From it one can argue that the relative numerical value of the relaxation time determines the behaviour of the system: if the permanence time in the reactor is larger than the relaxation time of the system, the system dynamics is similar of that of a batch reactor (thermodynamic equilibrium will be reached); on the contrary, when the permanence time is less than the relaxation time of the system, the system evolves to reach a concentration equal to that of the feed, i.e. the reaction disappears. Only if the values are of the same order of magnitude there will be such an interaction between the system and the environment (Deborah number equal ~ 1).

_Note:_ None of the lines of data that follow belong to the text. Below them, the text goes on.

PR #120, opened 2017-09-08
Add implementation for grallochandler Map, Unmap functions

JeevakaPrabu:
Change-Id: Ic2377b02413f7536784cd2560e16bedfc4426992
Tracked-On: None
Signed-off-by: Jeevaka Prabu Badrappan <jeevaka.badrappan@intel.com>

### DIFF
--- a/common/compositor/compositorthread.cpp
+++ b/common/compositor/compositorthread.cpp
@@ -140,6 +140,7 @@ void CompositorThread::HandleReleaseRequest() {
   }
 
   if (release_all_resources_) {
+    gpu_resource_handler_->ReleaseGPUResources();
     plane_manager_->ReleaseAllOffScreenTargets();
     gpu_resource_handler_.reset(nullptr);
   } else {
--- a/os/android/iahwc2.cpp
+++ b/os/android/iahwc2.cpp
@@ -72,8 +72,9 @@ class IARefreshCallback : public hwcomposer::RefreshCallback {
 class IAHotPlugEventCallback : public hwcomposer::HotPlugCallback {
  public:
   IAHotPlugEventCallback(hwc2_callback_data_t data,
-                         hwc2_function_pointer_t hook)
-      : data_(data), hook_(hook) {
+                         hwc2_function_pointer_t hook,
+                         IAHWC2::HwcDisplay *display)
+      : data_(data), hook_(hook), display_(display) {
   }
 
   void Callback(uint32_t display, bool connected) {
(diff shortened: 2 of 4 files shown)


JeevakaPrabu:
@kalyankondapally @harishkrupo

os/android/gralloc1bufferhandler.cpp
```diff
@@ -129,15 +133,43 @@ void Gralloc1BufferHandler::CopyHandle(HWCNativeHandle source,
...
+  rect.top = y;
+  rect.width = width;
+  rect.height = height;
+
+  gralloc1_device_t *gralloc1_dvc =
+      reinterpret_cast<gralloc1_device_t *>(device_);
+  uint32_t status = lock_(gralloc1_dvc, handle->imported_handle_, GRALLOC_USAGE_SW_READ_RARELY,
+          GRALLOC_USAGE_SW_READ_RARELY, &rect, map_data, acquireFence);
+  ALOGI("%s - lock returned: %u", __FUNCTION__, status);
   return NULL;
```
kalyankondapally: retrun NULL here is confusing, probably we should share the API ?

kalyankondapally:
@yugang @js0701 @Kishore409 @harishkrupo  please review

os/android/gralloc1bufferhandler.cpp
harishkrupo: yeah, we can just return the status instead.

os/android/gralloc1bufferhandler.cpp
```diff
@@ -129,15 +133,43 @@ void Gralloc1BufferHandler::CopyHandle(HWCNativeHandle source,
...
+  auto gr_handle = (struct cros_gralloc_handle *)handle->imported_handle_;
+  if (!gr_handle) {
+    ETRACE("could not find gralloc drm handle");
+    return;
+  }
+
+  int releaseFence = 0;
+  gralloc1_device_t *gralloc1_dvc =
+      reinterpret_cast<gralloc1_device_t *>(device_);
+  unlock_(gralloc1_dvc, handle->imported_handle_, &releaseFence);
```
harishkrupo: Similarly we can return the status here.

os/android/gralloc1bufferhandler.cpp
js0701: I think the map api is to return the vritual interface CPU can access? That is at leat the story in Linux side. Linux is directly this API to gbm_bo_map

os/android/gralloc1bufferhandler.cpp
js0701: this API is inheriting from NativeBufferHandler. gbm_bo_umap is a void function too

kalyankondapally:
@JeevakaPrabu Are you going to update the full feature of dumping the buffers being sent to display ?

JeevakaPrabu:
@kalyankondapally : Dumping the buffers will be delivered as a separate patch. New pull request for this changes is https://github.com/intel/IA-Hardware-Composer/pull/132

PR #122, opened 2017-09-10
Track CursorLayer in hwc2.

kalyankondapally:
We change composition type of cursor to HWC2::Composition::Device
in ValidateDisplay. However, expectation in Present call is that
this is of type HWC2::Composition::Cursor. Instead of relying on
composition type, we keep track of cursor layer and ensure this is
having highest z_order.

Jira: None.
Test: Cursor is still visible when playing Video content.


kalyankondapally:
@harishkrupo ping

PR #124, opened 2017-09-12
Fix the external display not init when start Android UI.

yugang:
Jira: GSE-35
Test: Connect more than one display of Android platform and
      boot the device, the all display will show same cloned
      content.


kalyankondapally:
merged

PR #123, opened 2019-10-18
add c changes accumulated during build development

leej3:
REPLACE_XT can now be used to swap out X11's memory allocation.
f2cdir  main.c does not need a main function because it is only
used as part of the f2cdir shared object library.


leej3:
comments addressed

PR #126, opened 2019-11-12
gui_fix

leej3:
Segfault when opening AFNI gui. Would be great if @yarikoptic  had a fix...

### DIFF
--- a/.dockerignore
+++ b/.dockerignore
@@ -2,4 +2,6 @@
 **/__pycache__
 tests/afni_ci_test_data
 tests/output_of_tests
+tests/sample_output_of_tests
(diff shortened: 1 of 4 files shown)


yarikoptic:
This PR has no actual test added!

leej3:
correct. now it does!

afni-rickr:
It might make sense to test afni using "afni -no_detach".  Testing while it forks a sub-process might confuse things...

yarikoptic:
> It might make sense to test afni using "afni -no_detach". Testing while it forks a sub-process might confuse things...

sounds good

PR #127, opened 2019-11-13
fix_suma_and_add_system_install_management

leej3:


leej3:
@yarikoptic ... segfault!!!

A good days work.

yarikoptic:
Woohoo - success we waited for! ;-)

leej3:
@yarikoptic, I may need your help with this.I thought the error was to do with GLW but I now think that is incorrect.  

 I have failed to replicate the error on two Debian systems now (9 and 11). With that said, I observe precisely the behavior you describe with an ubuntu docker container used for our development (and so, I observe it on CircleCI).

In the second case the evolution of the system is governed only by the permanence time:

$$ C_{si} = C_{se} + (C_{s0} - C_{se} )\exp \left\{ { - (F/V)t} \right\} $$

(A.15)

As one can see, this dynamic equation is a simpler one describing the behaviour of the system than equation (A.12).

Major details can be found in:

• J.A. Röels, “Energetic and kinetics in biotechnology”, Elsevier Biomedical Press, Amsterdam (1983)

• C. Ouwerker, “Theory of Macroscopic System”, Springer Verlag, Berlin (1991).